We have tested Spectrum 700 series glazes the most. On the left is Spectrum 748 fire engine red cone 04 glaze (three coats) on a thrown piece. On the right is Amaco V-388 underglaze covered with Spectrum 700 transparent (3 coats each) on a slip cast piece. Both Snow mugs were glaze fired to cone 05 and bisque fired to cone 04.
Jan 2022: The entire industry is phasing out of the use of talc, it happened suddenly. This new talc-free body replaces the former L213. It is better than L213 in some ways and has some disadvantages.
May 2022: Do not expect everything to be exactly the same as with L213. The most important things are: It is highly plastic, dries well, fires white, fits commercial glazes, produces strong ware at cone 06-04.
June 2022: Please read the section below about hydration: In damp climates bisque ware can crack if left out in the air for extended periods.

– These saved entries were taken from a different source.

PR #60, opened 2023-09-14
retrieve merkle path from db and return in response for users

shotasilagadzetaal:


metamorph/metamorph_api/metamorph_api.proto
```diff
@@ -85,10 +85,11 @@ message TransactionStatus {
   google.protobuf.Timestamp announced_at = 3;
   google.protobuf.Timestamp mined_at = 4;
   string txid = 5;
-  Status status = 6;
-  string reject_reason = 7;
-  uint64 block_height = 8;
-  string block_hash = 9;
+  string merkle_path = 6;
```
boecklim, line 88: I think it would be better to add the merkle path at the end as the proto object becomes in compatible with a previous version.

blocktx/blocktx_api/blocktx_api.proto
```diff
@@ -100,15 +103,21 @@ message Source {
...
 message TransactionAndSource {
   bytes hash = 1;
   string source = 2;
 }
 
 message RegisterTransactionResponse {
   string source = 1;
-  bytes block_hash = 2;
-  uint64 block_height = 3;
+  string merkle_path = 2;
```
boecklim, line 118: I think it would be better to add the merkle path at the end as the proto object becomes in compatible with a previous version.

blocktx/Server.go
```diff
@@ -108,11 +108,28 @@ func (s *Server) LocateTransaction(ctx context.Context, transaction *blocktx_api
...
+			return nil, ErrTransactionNotFound
+		}
+		return nil, err
+	}
+
+	return &blocktx_api.MerklePath{MerklePath: merklePath}, nil
+}
+
+func (s *Server) RegisterTransaction(ctx context.Context, transaction *blocktx_api.TransactionAndSource) (*blocktx_api.RegisterTransactionResponse, error) {
+	source, merkle_path, hash, height, err := s.store.RegisterTransaction(ctx, transaction)
```
boecklim, line 129: `merkle_path` should be `merklePath`

blocktx/store/sql/GetTransactionMerklePath.go
```diff
@@ -0,0 +1,40 @@
...
+	defer cancel()
+
+	q := `
+		SELECT
+		 t.merkle_path
+		FROM transactions t
+		WHERE t.hash = $1
+	`
+
+	var merkle_path sql.NullString
```
boecklim, line 30: Name of var `merkle_path` should be `merklePath`.

api/transactionHandler/metamorph.go
```diff
@@ -88,8 +89,24 @@ func (m *Metamorph) GetTransactionStatus(ctx context.Context, txID string) (stat
 		return nil, ErrTransactionNotFound
 	}
 
+	hash, err := chainhash.NewHashFromStr(txID)
+	if err != nil {
+		return nil, err
+	}
+
+	var merkle_path string
```
boecklim, line 97: var name `merkle_path` should be camel case: `merklePath`

blocktx/PeerHandler.go
```diff
@@ -352,21 +361,42 @@ func (bs *PeerHandler) insertBlock(blockHash *chainhash.Hash, merkleRoot *chainh
...
+			merklePath, err = bc.GetTxMerklePath(txIndex, merkleTree).String()
+			if err != nil {
+				return err
+			}
+
+			root, err := bc.GetTxMerklePath(txIndex, merkleTree).CalculateRoot(hash.String())
+			if err != nil {
+				return err
+			}
+			fmt.Println(root)
```
boecklim, line 390: Was this printing used for debugging?
If not, rather use the logger to print it.

blocktx/PeerHandler.go
```diff
@@ -352,21 +361,42 @@ func (bs *PeerHandler) insertBlock(blockHash *chainhash.Hash, merkleRoot *chainh
...
+
+		var merklePath string
+		var err error
+		if len(transactionHashes) != 1 {
+			merklePath, err = bc.GetTxMerklePath(txIndex, merkleTree).String()
+			if err != nil {
+				return err
+			}
+
+			root, err := bc.GetTxMerklePath(txIndex, merkleTree).CalculateRoot(hash.String())
```
boecklim, line 386: If we don't need to log the root, then we can also remove this line.

blocktx/PeerHandler.go
```diff
@@ -290,20 +290,29 @@ func (bs *PeerHandler) HandleBlock(wireMsg wire.Message, peer p2p.PeerI) error {
...
-		return fmt.Errorf("unable to mark block as mined %s: %v", blockHash.String(), err)
+	transactionHashes := make([]string, len(msg.TransactionHashes))
+	for i, hash := range msg.TransactionHashes {
+		transactionHashes[i] = hash.String()
 	}
 
-	transactionHashes := make([][]byte, len(msg.TransactionHashes))
-	for i, hash := range msg.TransactionHashes {
-		transactionHashes[i] = hash[:]
+	calculatedMerkleRoot, err := bc.BuildMerkleTreeStore(transactionHashes)
```
boecklim, line 298: I'd rename this to `calculatedMerkleTree` as only the last element is the root

blocktx/PeerHandler.go
```diff
@@ -290,20 +290,29 @@ func (bs *PeerHandler) HandleBlock(wireMsg wire.Message, peer p2p.PeerI) error {
...
+	if err != nil {
+		return err
 	}
 
-	calculatedMerkleRoot := blockchain.BuildMerkleTreeStore(transactionHashes)
-	if !bytes.Equal(calculatedMerkleRoot[len(calculatedMerkleRoot)-1], merkleRoot[:]) {
+	hash, err := chainhash.NewHashFromStr(calculatedMerkleRoot[len(calculatedMerkleRoot)-1])
```
boecklim, line 303: hash is not a very expressive name. Maybe `RootHash`?

blocktx/store/sql/InsertBlockTransactions.go
```diff
@@ -42,7 +42,7 @@ func (s *SQL) InsertBlockTransactions(ctx context.Context, blockId uint64, trans
 	for pos, tx := range transactions {
 		var txid uint64
 
-		if err = qTx.QueryRowContext(ctx, tx.Hash).Scan(&txid); err != nil {
+		if err = qTx.QueryRowContext(ctx, tx.Hash, merklePaths[pos]).Scan(&txid); err != nil {
```
boecklim, line 45: It's not your code but, this block looks very complicated to me. I think it can be simplified to this:

```
		err = qTx.QueryRowContext(ctx, tx.Hash, merklePaths[pos]).Scan(&txid)
		if err != nil {
			if err != sql.ErrNoRows {
				return err
			}

			err = s.db.QueryRowContext(ctx, `
					SELECT id
					FROM transactions
					WHERE hash = $1
				`, tx.Hash).Scan(&txid)
			if err != nil {
				return err
			}
		}
```

blocktx/store/sql/RegisterTransaction.go
```diff
@@ -69,30 +69,30 @@ func (s *SQL) RegisterTransaction(ctx context.Context, transaction *blocktx_api.
...
+			return "", "", nil, 0, err
 		}
 
-		rows, err := result.RowsAffected()
-		if err != nil {
-			if spanErr != nil {
-				spanErr.SetTag(string(ext.Error), true)
-				spanErr.LogFields(log.Error(err))
+		var rows int
+		var merkle_path string
```
boecklim, line 90: var `merkle_path` is in snake case but should be camel case `merklePath`

boecklim (changes requested):
Overall looks good. Some minor changes would be good to be done.

metamorph/metamorph_api/metamorph_api.proto
shotasilagadzetaal: Do we need to be compatible? if not it's working rn

blocktx/blocktx_api/blocktx_api.proto
shotasilagadzetaal: same as above

PR #78, opened 2023-10-02
Get tx status tests

nozim:
* Add initial unit test for `GetTransactionStatus` handler


boecklim (commented):
The functions which are tested here have been generated.
I’m not sure if we should create test cases for generated code.
Right now we have all generated code like arc.go excluded from the SonarQube analysis for test coverage
https://github.com/bitcoin-sv/arc/blob/d1a776878f45c0e5c493923da1590ca6462819b1/sonar-project.properties#L10

nozim:
@boecklim yes I suppose I'll change the scope of test to non generated part.

PR #80, opened 2023-10-03
Rename files to snake case

nozim:


blocktx/peer_handler.go
```diff
@@ -93,32 +94,38 @@ func init() {
...
-			if err := msg.AddInvVect(wire.NewInvVect(wire.InvTypeBlock, &hash)); err != nil {
-				logger.Errorf("EvictionFunc: could not create InvVect: %v", err)
-				return false
-			}
+		if err := msg.AddInvVect(wire.NewInvVect(wire.InvTypeBlock, &hash)); err != nil {
+			logger.Errorf("EvictionFunc: could not create InvVect: %v", err)
+			return false
+		}
+		// Select a random peer to send the request to
+		n, err := rand.Int(rand.Reader, big.NewInt(int64(len(peers))))
```
boecklim, line 105: What is the rationale behind changing `peer := peers[rand.Intn(len(peers))]` to this?

nozim: it was recommendation from sonarcube gosec check. I can revert it to standard math rand or we can disable this check.

metamorph/processor_response_map.go
```diff
@@ -53,25 +53,26 @@ func NewProcessorResponseMap(expiry time.Duration) *ProcessorResponseMap {
...
-
-	f, err := os.OpenFile(m.logFile, os.O_APPEND|os.O_CREATE|os.O_WRONLY, 0644)
+	err := os.MkdirAll(dir, 0750)
+	if err != nil {
+		log.Fatalf("failed to create folder for logging %s", err)
+	}
+	f, err := os.OpenFile(m.logFile, os.O_APPEND|os.O_CREATE|os.O_WRONLY, 0600)
 	if err != nil {
-		log.Printf("error opening log file: %s", err.Error())
+		log.Fatalf("error opening log file: %s", err)
```
boecklim, line 62: I think `Fatalf()` is not to be used here. Because Fatalf is equivalent to Printf() followed by a call to os.Exit(1).
We shouldn't exit if an error occurs, but just log it.

Regarding the formatted string. We should print the error either like this `"... %s", err.String()` or `"... %v", err` so that the error message will be printed.

metamorph/processor_response_map.go
```diff
@@ -53,25 +53,26 @@ func NewProcessorResponseMap(expiry time.Duration) *ProcessorResponseMap {
 
 func (m *ProcessorResponseMap) logWriter() {
 	dir := path.Dir(m.logFile)
-	_ = os.MkdirAll(dir, 0777)
-
-	f, err := os.OpenFile(m.logFile, os.O_APPEND|os.O_CREATE|os.O_WRONLY, 0644)
+	err := os.MkdirAll(dir, 0750)
+	if err != nil {
```
boecklim, line 57: Good to handle the error here 👍

metamorph/processor_response_map.go
```diff
@@ -53,25 +53,26 @@ func NewProcessorResponseMap(expiry time.Duration) *ProcessorResponseMap {
...
 	}
 	defer f.Close()
 
 	for prl := range m.logWorker {
-
 		var b []byte
 		b, err = json.Marshal(prl)
 		if err != nil {
-			log.Printf("error marshaling log data: %s", err.Error())
+			log.Fatalf("error marshaling log data: %s", err)
```
boecklim, line 70: I'd leave it at just logging without exit.

metamorph/processor_response_map.go
```diff
@@ -53,25 +53,26 @@ func NewProcessorResponseMap(expiry time.Duration) *ProcessorResponseMap {
...
 		}
 
 		_, err = f.WriteString(string(b) + "\n")
 		if err != nil {
-			log.Printf("error writing to log file: %s", err.Error())
+			log.Fatalf("error writing to log file: %s", err)
```
boecklim, line 75: I'd leave it at just logging without exit.

metamorph/processor_response_map.go
nozim: 1. I'm not sure how it would proceed with the rest if there is an error with opening file. 
2. I could not find `err.String` in standard errors package, probably you meant err.Error()?
3. In this particular case "%s" and "%v" can serve same purpose and .Error() method will be called.

metamorph/processor_response_map.go
nozim: same here, you can't proceed if there is error with parsing json. The `b` value would be useless.

metamorph/processor_response_map.go
boecklim: Oh yes, I meant `err.Error()`. Ok, didn't know that 👍

boecklim: 1. Ok, I see that point

metamorph/processor_response_map.go
boecklim: Ok, but then here we should then maybe do this
```
if err != nil {
  log.Printf("error marshaling log data: %s", err.Error())
  continue
}
```

nozim: yup, will amend

boecklim (approved):

PR #85, opened 2023-10-05
 Add database migrations

nozim:
- added database migrations and golang migrate library 
- added go migrate library installation script 
- added separate docker compose for local arc and postgres database

### DIFF
--- a/database/migrations/000001_create_blocks.up.sql
+++ b/database/migrations/000001_create_blocks.up.sql
@@ -1,13 +1,13 @@
 CREATE TABLE blocks (
-                        inserted_at timestamp with time zone DEFAULT CURRENT_TIMESTAMP NOT NULL,
-                        id bigint NOT NULL,
-                        hash bytea NOT NULL,
-                        prevhash bytea NOT NULL,
-                        merkleroot bytea NOT NULL,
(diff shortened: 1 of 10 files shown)


database/migrations/000001_create_blocks.up.sql
```diff
@@ -0,0 +1,13 @@
+CREATE TABLE blocks (
+                        inserted_at timestamp with time zone DEFAULT CURRENT_TIMESTAMP NOT NULL,
```
boecklim, line 2: IMO all sql keywords should be capitalised

database/schema.sql 
boecklim, line 1: What is this file used for? Is it the schema for sqlite? Couldn't find any reference to it.

nozim: this is in case if you need to run the current schema all at once. But can be removed as well :)

nozim:
@boecklim for sqlite migrations I was thinking if we could reuse the current ones. The should be universal.

scripts/install-migrate.sh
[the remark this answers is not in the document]
nozim: renamed in latest commit.

boecklim (approved):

Snow is highly plastic yet drying performance is excellent (other plastic bodies we made require much more care. Snow is good as-is for hand-building and sculpture but can tolerate sand or grog additions (e.g. 10%) for making large sculptural pieces.
You can make forms that combine plastic elements made from Snow and mold-made elements made from Snow Casting. Use care to keep water content even during drying (since cast sections will likely be thinner than modeled or thrown ones).
Snow burns very white from cone 06 to cone 2. This is due to the lack of a glassy phase (that darkens iron) and the use of special whiter-burning ball clay and dolomite. As a result, a transparent glaze (for cone 06-04) produces whiteware and colored glazes fire to brighter shades. Please experiment in your circumstances to determine how high you can practically fire it.
This new body has a distinct advantage over the former L213: It has zero% fired shrinkage over a wide temperature range (as high as cone 4). That means it is possible to make tiles that do not change in size or warp during firing. It also has a disadvantage: High porosity, as high as 25%.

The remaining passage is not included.